As many people may already be aware, correctly validating email addresses can be somewhat of a nightmare. You can search all day long for a C# regex that matches the current RFC standards, and you'll find different regex expressions that give different results.
If you look at http://en.wikipedia.org/wiki/Email_address#Local_part, you'll see that a period at the beginning or end of the local part is not allowed. Two consecutive periods are also not allowed. However, the following NUnit test proves that System.Net.MailMessage allows you to instantiate a MailMessage object for some invalid email address formats.
[Test]
[TestCase(@"foobar@exampleserver")] //technically valid from the wiki article
[TestCase(@"jsmith@[192.168.2.1]")] //technically valid from the wiki article
[TestCase(@"niceandsimple@example.com")] //vanilla email address
[TestCase(@"very.common@example.com")] //also standard
[TestCase(@"a.little.lengthy.but.fine@dept.example.com")] //long with lots of periods
[TestCase(@"disposable.style.email.with+symbol@example.com")] //disposable with the + symbol
[TestCase(@"other.email-with-dash@example.com")] //period and dash in local part
[TestCase(@"user-test-hyphens@example-domain.com")] //lots of hyphens
[TestCase(@"!#$%&'*+-/=?^_`{|}~@example-domain.com")] //all these symbols are allowed in local part
[TestCase(@"ër_%لdev@gكňil.com")] //characters outside the ascii range are permitted
[TestCase(@"""abcdefghixyz""@example.com")] //technically valid
//[TestCase(@"abc.""defghi"".xyz@example.com")] //technically valid, but .NET throws exception
public void CanCreateMailMessageObjectTest(string emailAddress)
{
var mailMessage = new System.Net.Mail.MailMessage("noreply@example.com", emailAddress);
}
All of the above test cases pass except the last one.
[Test]
[TestCase(@".test@example.com")] //leading period
[TestCase(@"test.@example.com")] //period at end of local part <---FAIL
[TestCase(@"test..example@example.com")] //double period in local part <---FAIL
[TestCase(@"foobar@example!#$%^&*()=server.com")] //special characters in domain part
[TestCase(@"Abc.example.com")] //No @ separating local and domain part
[TestCase(@"A@b@c@example.com")] //more than one @ symbol
[TestCase(@"just""not""right@example.com")] //quoted strings must be dot separated
[TestCase(@"a""b(c)d,e:f;g<h>i[j\k]l@example.com")] //special symbols "(),:;<>@[\] not inside quotes
[TestCase(@"[test@example.com")] //leading special symbol in local part
[TestCase(@"this is""not\allowed@example.com")] //spaces not in quotes
[TestCase(@"this\ still\""not\\allowed@example.com")] //backslashes not in quotes
[ExpectedException(typeof (System.FormatException))]
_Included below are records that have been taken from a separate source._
PR #558, opened 2019-01-15
APPDEV-1236 Changes from appdev1230.

Sivateja-CMI:
-- Check for notifications access for persistent notifiations.
-- Minor code fixes for the update of new channel id's and other issues.


app/src/main/java/nu/yona/app/api/receiver/YonaReceiver.java
```diff
@@ -152,34 +154,38 @@ private void startService(Context context)
...
-			NotificationManager notificationManager = (NotificationManager) context.getSystemService(context.NOTIFICATION_SERVICE);
-			notificationManager.notify(0, notification);
+			return;
 		}
-		catch (Exception e)
+		NotificationManager notificationManager = (NotificationManager) context.getSystemService(Context.NOTIFICATION_SERVICE);
+		if (Build.VERSION.SDK_INT >= Build.VERSION_CODES.O)
 		{
-			AppUtils.reportException(YonaReceiver.class.getSimpleName(), e, Thread.currentThread());
+			NotificationChannel channel = new NotificationChannel(AppConstant.YONA_VPN_CHANNEL_ID,
```
Bert-R: Do we really need to take this in? In the 1.2 version of the app, it doesn't work very well:
* "Click to connect again" opens the application instead of just connecting the VPN again
* Upon opening the app, it connects the VPN again but doesn't remove the "VPN disconnected" notification

So if we don't really have to, I'd rather leave out the VPN notification from the 1.1 release.

app/src/main/java/nu/yona/app/api/receiver/YonaReceiver.java
```diff
@@ -152,34 +154,38 @@ private void startService(Context context)
 	}
 
 
-	private void showRestartVPN(final String message)
+	private void showRestartVPN(String message)
 	{
-		try
+		Intent intent = new Intent(context.getApplicationContext(), YonaActivity.class);
+		PendingIntent pendingIntent = PendingIntent.getActivity(context, 0, intent, 0);
+		if (pendingIntent == null)
```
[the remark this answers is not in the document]
Sivateja-CMI: Actually the pending intent here is created by the VPN framework. So I thought of not taking chance. And there was also a [exception](https://fabric.io/yonadev/android/apps/nu.yona.app/issues/5c0982d2f8b88c2963d15d81/sessions/latest) registered in the Fabric in the same place.

app/src/main/java/nu/yona/app/api/receiver/YonaReceiver.java
Sivateja-CMI: Agree, with the issue, that It will not remove the notification after VPN connection. 
We can ignore the broadcast for 1.1 and correct the behaviour in 1.2.

app/src/main/java/nu/yona/app/api/receiver/YonaReceiver.java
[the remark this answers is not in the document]
Bert-R: The documentation clearly states the return value cannot be null unless ``FLAG_NO_CREATE`` is given, so there is no need to test the return value for null.

The exception in Fabric is an NPE _inside_ ``PendingIntent.getActivity``.  The parameter ``intent``  was likely null. Check [the code for build 175](https://github.com/yonadev/yona-app-android/blob/aa2ff954f1be8f519104d71fcf5a31360c70d876/app/src/main/java/nu/yona/app/api/receiver/YonaReceiver.java):
```
			Intent intent = AppUtils.startVPN(context, true);
			PendingIntent pIntent = PendingIntent.getActivity(context, (int) System.currentTimeMillis() + 10000, intent, 0);
```

The implementation of ``AppUtils.startVPN`` has two code paths were it can return null. See the implementation [here](https://github.com/yonadev/yona-app-android/blob/aa2ff954f1be8f519104d71fcf5a31360c70d876/app/src/main/java/nu/yona/app/utils/AppUtils.java).

app/src/main/java/nu/yona/app/api/receiver/YonaReceiver.java
Bert-R: OK

app/src/main/java/nu/yona/app/utils/AppConstant.java
```diff
@@ -295,4 +295,9 @@
 	String RESTART_VPN = "com.yona.app.RESTART_VPN";
 	String RESTART_DEVICE = "com.yona.app.RESTART_DEVICE";
 	String WAKE_UP = "com.yona.app.WAKE_UP_ALARM";
+
+	// Notifications Channel Id's
+	String YONA_VPN_CHANNEL_ID = "yona-vpn-channel";
```
Bert-R: This one should be left out now.

app/src/main/res/values/strings.xml
```diff
@@ -226,7 +226,8 @@
     <string name="generic_exception_message">Unknown Exception. Please contact Yona support</string>
     <string name="generic_mobile_number_format_error">Invalid Mobile Number. Please check the format</string>
     <string name="yona_notification_content">Monitoring app usage</string>
-    <string name="notification_disabled_message">Notifications for the Yona application have been disabled by the user. Give permission in device settings.</string>
-    <string name="notification_channel_name">Persistent notifications</string>
+    <string name="notification_disabled_message">Yona cannot monitor app activity because notifications for the Yona application have been disabled. Enable notifications for Yona again in the device settings.</string>
+    <string name="yona_service_notification_channel_name">Persistent notifications</string>
+    <string name="yona_vpn_notification_channel_name">VPN notifications</string>
```
Bert-R: This one can be left out now.

Sivateja-CMI: Thanks for highlighting. Added back the missing translations.

app/src/main/java/nu/yona/app/utils/AppConstant.java
Sivateja-CMI: Done.

PR #559, opened 2019-01-16
APPDEV-1239 lost account. Issue since APPDEV-1222

Sivateja-CMI:
-- Corrected the Preferences Initialization which went wrong in previous commits. Due to which App was unable to recognize the already logged in user. 
This bug was introduced in APPDEV-1222.

### DIFF
--- a/app/src/main/java/nu/yona/app/YonaApplication.java
+++ b/app/src/main/java/nu/yona/app/YonaApplication.java
@@ -109,10 +109,10 @@ public class YonaApplication extends Application
 
 	private void validateAndInitializePreferences()
 	{
-		sharedAppPreferences = eventChangeManager.getSharedPreference().getUserPreferences();
-		sharedUserPreferences = eventChangeManager.getSharedPreference().getAppPreferences();
+		sharedAppPreferences = eventChangeManager.getSharedPreference().getAppPreferences();
+		sharedUserPreferences = eventChangeManager.getSharedPreference().getUserPreferences();
 		if (sharedUserPreferences.getString(AppConstant.SERVER_URL, null) != null)
-		{
+		{  // Need to exchange the preferences, as a couple of previous builds had wrong initializations.
 			SharedPreferences tempSharedUserPrefs = YonaApplication.getAppContext().getSharedPreferences("TEMP_USER_PREF", Context.MODE_PRIVATE);
 			AppUtils.copySharedPreferences(sharedAppPreferences, tempSharedUserPrefs, true);
 			SharedPreferences tempSharedAppPrefs = YonaApplication.getAppContext().getSharedPreferences("TEMP_APP_PREF", Context.MODE_PRIVATE);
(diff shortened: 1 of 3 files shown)


app/src/main/java/nu/yona/app/YonaApplication.java
```diff
@@ -100,12 +102,27 @@ public void onCreate()
...
 		Foreground.init(this);
 	}
 
+	private void validateAndInitializePreferences()
+	{
+		sharedAppPreferences = eventChangeManager.getSharedPreference().getAppPreferences();
+		sharedUserPreferences = eventChangeManager.getSharedPreference().getUserPreferences();
+		if (sharedUserPreferences.getString(AppConstant.SERVER_URL, null) != null)
+		{  // Need to exchange the preferences as corrective action, as a couple of previous builds had wrong(Exchanged Preferences) initializations.
+			nu.yona.app.utils.Logger.logi("Preferences", "Preferences Exchanged");
```
Bert-R: This log message says "exchanged" (i.e. it's done now) while it's yet to exchange the preferences.
I see two options:
* Move this line to just below 122
* Copy this line to just below 122 and change this one into "Exchanging preferences"

app/src/main/java/nu/yona/app/YonaApplication.java
```diff
@@ -100,12 +102,27 @@ public void onCreate()
...
+			SharedPreferences tempSharedUserPrefs = YonaApplication.getAppContext().getSharedPreferences("TEMP_USER_PREF", Context.MODE_PRIVATE);
+			AppUtils.copySharedPreferences(sharedAppPreferences, tempSharedUserPrefs, true);
```
Bert-R: You're always calling it with ``true``, right? If so, please omit the parameter and call the method ``moveSharedPreferences``, as you're practically moving them from one place to another.

app/src/main/java/nu/yona/app/YonaApplication.java
```diff
@@ -100,12 +102,27 @@ public void onCreate()
...
 		sharedAppDataState = eventChangeManager.getDataState();
 		Foreground.init(this);
 	}
 
+	private void validateAndInitializePreferences()
+	{
+		sharedAppPreferences = eventChangeManager.getSharedPreference().getAppPreferences();
+		sharedUserPreferences = eventChangeManager.getSharedPreference().getUserPreferences();
+		if (sharedUserPreferences.getString(AppConstant.SERVER_URL, null) != null)
+		{  // Need to exchange the preferences as corrective action, as a couple of previous builds had wrong(Exchanged Preferences) initializations.
```
Bert-R: It's unclear to me what this code block does. The comment doesn't help me (don't understand what "Exchanged Preferences") and I don't understand why the code below does something useful. When I'm not mistaken, it moves the preferences to a temp location and back.

Please enlighten me

Sivateja-CMI: `sharedAppPreferences = eventChangeManager.getSharedPreference().getUserPreferences();
		sharedUserPreferences = eventChangeManager.getSharedPreference().getAppPreferences();`

There were the statements earlier. App Preferences were copied into userPreferences variable and viceversa. This was causing the app to get logged out as it does not find logged in user.
Current code will find if preferences are wrongly initialized or not. If yes, they will be exchanged otherwise will continue. 
Exchanging is needed if user comes from previous build versions where wrong code is used.

app/src/main/java/nu/yona/app/YonaApplication.java
Sivateja-CMI: Done.

app/src/main/java/nu/yona/app/YonaApplication.java
Sivateja-CMI: Done.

public void CannotCreateMailMessageObjectTest(string emailAddress)
{
var mailMessage = new System.Net.Mail.MailMessage("noreply@example.com", emailAddress);
}
Why on earth do test.@example.com
and test..example@example.com
fail to throw a System.FormatException? Who is wrong here, Microsoft or Wikipedia? Are there any email addresses that are grandfathered in to allow trailing period or double period? Should my validation allow them? I have the proper exception handling in place to allow my email delivery service to carry on about its day if an exception occurs, but I'd like to throw out email addresses that are either invalid or guaranteed to throw an exception.